PR #374, opened 2023-02-28
Fix credential process for headless clients

meyerjrr:
Add bool config opt to specify if credential process is context. Returns error when no sso token is found in the cache when attempting to get creds

### DIFF
--- a/pkg/granted/sso.go
+++ b/pkg/granted/sso.go
@@ -5,6 +5,7 @@ import (
 	"fmt"
 	"os"
 
+	"github.com/AlecAivazis/survey/v2"
 	"github.com/aws/aws-sdk-go-v2/aws"
 	"github.com/aws/aws-sdk-go-v2/config"
 	"github.com/aws/aws-sdk-go-v2/service/sso"
@@ -17,6 +18,7 @@ import (
 	"github.com/common-fate/clio/clierr"
 	"github.com/common-fate/granted/pkg/cfaws"
 	"github.com/common-fate/granted/pkg/securestorage"
+	"github.com/common-fate/granted/pkg/testable"
 	"github.com/urfave/cli/v2"
 	"gopkg.in/ini.v1"
 )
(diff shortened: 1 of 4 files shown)


meyerjrr:
Adds `granted sso login` to the granted binary, which will run an SSO cred flow to get a sso session token. Then saves to the keychain.

pkg/granted/sso.go
```diff
@@ -199,6 +201,57 @@ var PopulateCommand = cli.Command{
...
+	Flags: []cli.Flag{
+		&cli.StringFlag{Name: "sso-region", Usage: "Specify the SSO region"},
+		&cli.StringFlag{Name: "sso-start-url", Usage: "Specify the SSO start url"},
+	},
+	Action: func(c *cli.Context) error {
+		ctx := c.Context
+		ssoStartUrl := c.String("sso-start-url")
+
+		if ssoStartUrl == "" {
+			in1 := survey.Input{Message: "SSO Start Url"}
```
chrnorm, line 216:
```suggestion
			in1 := survey.Input{Message: "SSO Start URL"}
```

pkg/granted/sso.go
```diff
@@ -199,6 +201,57 @@ var PopulateCommand = cli.Command{
...
+
+		if cachedToken == nil {
+			newSSOToken, err := cfaws.SSODeviceCodeFlowFromStartUrl(ctx, *cfg, ssoStartUrl)
+			if err != nil {
+				return err
+			}
+
+			secureSSOTokenStorage.StoreSSOToken(ssoStartUrl, *newSSOToken)
+		} else {
+			clio.Info("Cached token found. Aborting SSO authentication flow.")
```
chrnorm, line 246: If a user wants to refresh their token because they are having login issues this might cause an undesired effect - I think will be easier just to remove checking the cache and always save a new token here.

chrnorm:
Thanks @Jasper-M - @sosheskaz has contributed an improvement in #418 to keep the old behaviour.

What is expected
Every record listed above should be reproduced exactly.

Task solution
PR #374, opened 2023-02-28
Fix credential process for headless clients

meyerjrr:
Add bool config opt to specify if credential process is context. Returns error when no sso token is found in the cache when attempting to get creds

### DIFF
--- a/pkg/granted/sso.go
+++ b/pkg/granted/sso.go
@@ -5,6 +5,7 @@ import (
 	"fmt"
 	"os"
 
+	"github.com/AlecAivazis/survey/v2"
 	"github.com/aws/aws-sdk-go-v2/aws"
 	"github.com/aws/aws-sdk-go-v2/config"
 	"github.com/aws/aws-sdk-go-v2/service/sso"
@@ -17,6 +18,7 @@ import (
 	"github.com/common-fate/clio/clierr"
 	"github.com/common-fate/granted/pkg/cfaws"
 	"github.com/common-fate/granted/pkg/securestorage"
+	"github.com/common-fate/granted/pkg/testable"
 	"github.com/urfave/cli/v2"
 	"gopkg.in/ini.v1"
 )
(diff shortened: 1 of 4 files shown)


meyerjrr:
Adds `granted sso login` to the granted binary, which will run an SSO cred flow to get a sso session token. Then saves to the keychain.

pkg/granted/sso.go
```diff
@@ -199,6 +201,57 @@ var PopulateCommand = cli.Command{
...
+	Flags: []cli.Flag{
+		&cli.StringFlag{Name: "sso-region", Usage: "Specify the SSO region"},
+		&cli.StringFlag{Name: "sso-start-url", Usage: "Specify the SSO start url"},
+	},
+	Action: func(c *cli.Context) error {
+		ctx := c.Context
+		ssoStartUrl := c.String("sso-start-url")
+
+		if ssoStartUrl == "" {
+			in1 := survey.Input{Message: "SSO Start Url"}
```
chrnorm, line 216:
```suggestion
			in1 := survey.Input{Message: "SSO Start URL"}
```

pkg/granted/sso.go
```diff
@@ -199,6 +201,57 @@ var PopulateCommand = cli.Command{
...
+
+		if cachedToken == nil {
+			newSSOToken, err := cfaws.SSODeviceCodeFlowFromStartUrl(ctx, *cfg, ssoStartUrl)
+			if err != nil {
+				return err
+			}
+
+			secureSSOTokenStorage.StoreSSOToken(ssoStartUrl, *newSSOToken)
+		} else {
+			clio.Info("Cached token found. Aborting SSO authentication flow.")
```
chrnorm, line 246: If a user wants to refresh their token because they are having login issues this might cause an undesired effect - I think will be easier just to remove checking the cache and always save a new token here.

chrnorm:
Thanks @Jasper-M - @sosheskaz has contributed an improvement in #418 to keep the old behaviour.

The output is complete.